- EXERCISE GOAL: Go through the records below and write each one out again unchanged.
>>>
PR #303, opened 2024-01-22
Make MAX_HANDLES configurable at runtime

### LINKED ISSUE #298: Make DPE features compile-time disableable
The current DPE code is runtime configurable via the `Support` struct and allows enabling/disabling certain features. Be should also add an option to disable features at compile time (cargo feature flags). This will make the binary smaller for an implementation which doesn't use all the profile-defined features.

### LINKED ISSUE #299: Make MAX_TCI_NODES configurable
Today the caliptra-dpe code hard-codes MAX_TCI_NODES to 24. We should make this compile-time configurable so it is possible to reduce the memory usage of Caliptra for lower-resource systems.

sree-revoori1:
To build DPE with a non-default number of MAX_HANDLES, you can run ARBITRARY_MAX_HANDLES=10 cargo build --features arbitrary_max_handles. If the ARBITRARY_MAX_HANDLES env var is not provided or is badly formatted, the default value of 24 will be used.

Some of the tests will fail for small numbers of max handles, but this is expected since the tests are intended for a DPE with 24 handles. In the future, we should add tests for DPEs where MAX_HANDLES=1, 2, etc.

Also, make support features disableable at compile time. Both of these changes will allow us to reduce the size of the DPE binary. 

fixes #299 
fixes #298

### DIFF
--- a/dpe/Cargo.toml
+++ b/dpe/Cargo.toml
@@ -9,6 +9,18 @@ edition = "2021"
 default = ["dpe_profile_p256_sha256"]
 dpe_profile_p256_sha256 = ["platform/dpe_profile_p256_sha256"]
 dpe_profile_p384_sha384 = ["platform/dpe_profile_p384_sha384"]
+# Run ARBITRARY_MAX_HANDLES=n cargo build --features arbitrary_max_handles to use this feature
+arbitrary_max_handles = []
+disable_simulation = []
+disable_extend_tci = []
+disable_auto_init = []
+disable_rotate_context = []
+disable_x509 = []
+disable_csr = []
+disable_is_symmetric = []
+disable_internal_info = []
+disable_internal_dice = []
+disable_is_ca = []
 
 [dependencies]
 bitflags = "2.4.0"
@@ -28,3 +40,4 @@ platform = {path = "../platform", default-features = false, features = ["openssl
 cms = "0.2.2"
 der = "0.7.8"
 spki = "0.7.2"
+rand = "0.8.5"
--- a/dpe/src/context.rs
+++ b/dpe/src/context.rs
@@ -257,22 +257,24 @@ impl<'a> Iterator for ChildToRootIter<'a> {
 #[cfg(test)]
 mod tests {
     use super::*;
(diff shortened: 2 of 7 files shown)


dpe/Cargo.toml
<<<
- ANSWER:
PR #303, opened 2024-01-22
Make MAX_HANDLES configurable at runtime

### LINKED ISSUE #298: Make DPE features compile-time disableable
The current DPE code is runtime configurable via the `Support` struct and allows enabling/disabling certain features. Be should also add an option to disable features at compile time (cargo feature flags). This will make the binary smaller for an implementation which doesn't use all the profile-defined features.

### LINKED ISSUE #299: Make MAX_TCI_NODES configurable
Today the caliptra-dpe code hard-codes MAX_TCI_NODES to 24. We should make this compile-time configurable so it is possible to reduce the memory usage of Caliptra for lower-resource systems.

sree-revoori1:
To build DPE with a non-default number of MAX_HANDLES, you can run ARBITRARY_MAX_HANDLES=10 cargo build --features arbitrary_max_handles. If the ARBITRARY_MAX_HANDLES env var is not provided or is badly formatted, the default value of 24 will be used.

Some of the tests will fail for small numbers of max handles, but this is expected since the tests are intended for a DPE with 24 handles. In the future, we should add tests for DPEs where MAX_HANDLES=1, 2, etc.

Also, make support features disableable at compile time. Both of these changes will allow us to reduce the size of the DPE binary. 

fixes #299 
fixes #298

### DIFF
--- a/dpe/Cargo.toml
+++ b/dpe/Cargo.toml
@@ -9,6 +9,18 @@ edition = "2021"
 default = ["dpe_profile_p256_sha256"]
 dpe_profile_p256_sha256 = ["platform/dpe_profile_p256_sha256"]
 dpe_profile_p384_sha384 = ["platform/dpe_profile_p384_sha384"]
+# Run ARBITRARY_MAX_HANDLES=n cargo build --features arbitrary_max_handles to use this feature
+arbitrary_max_handles = []
+disable_simulation = []
+disable_extend_tci = []
+disable_auto_init = []
+disable_rotate_context = []
+disable_x509 = []
+disable_csr = []
+disable_is_symmetric = []
+disable_internal_info = []
+disable_internal_dice = []
+disable_is_ca = []
 
 [dependencies]
 bitflags = "2.4.0"
@@ -28,3 +40,4 @@ platform = {path = "../platform", default-features = false, features = ["openssl
 cms = "0.2.2"
 der = "0.7.8"
 spki = "0.7.2"
+rand = "0.8.5"
--- a/dpe/src/context.rs
+++ b/dpe/src/context.rs
@@ -257,22 +257,24 @@ impl<'a> Iterator for ChildToRootIter<'a> {
 #[cfg(test)]
 mod tests {
     use super::*;
(diff shortened: 2 of 7 files shown)


dpe/Cargo.toml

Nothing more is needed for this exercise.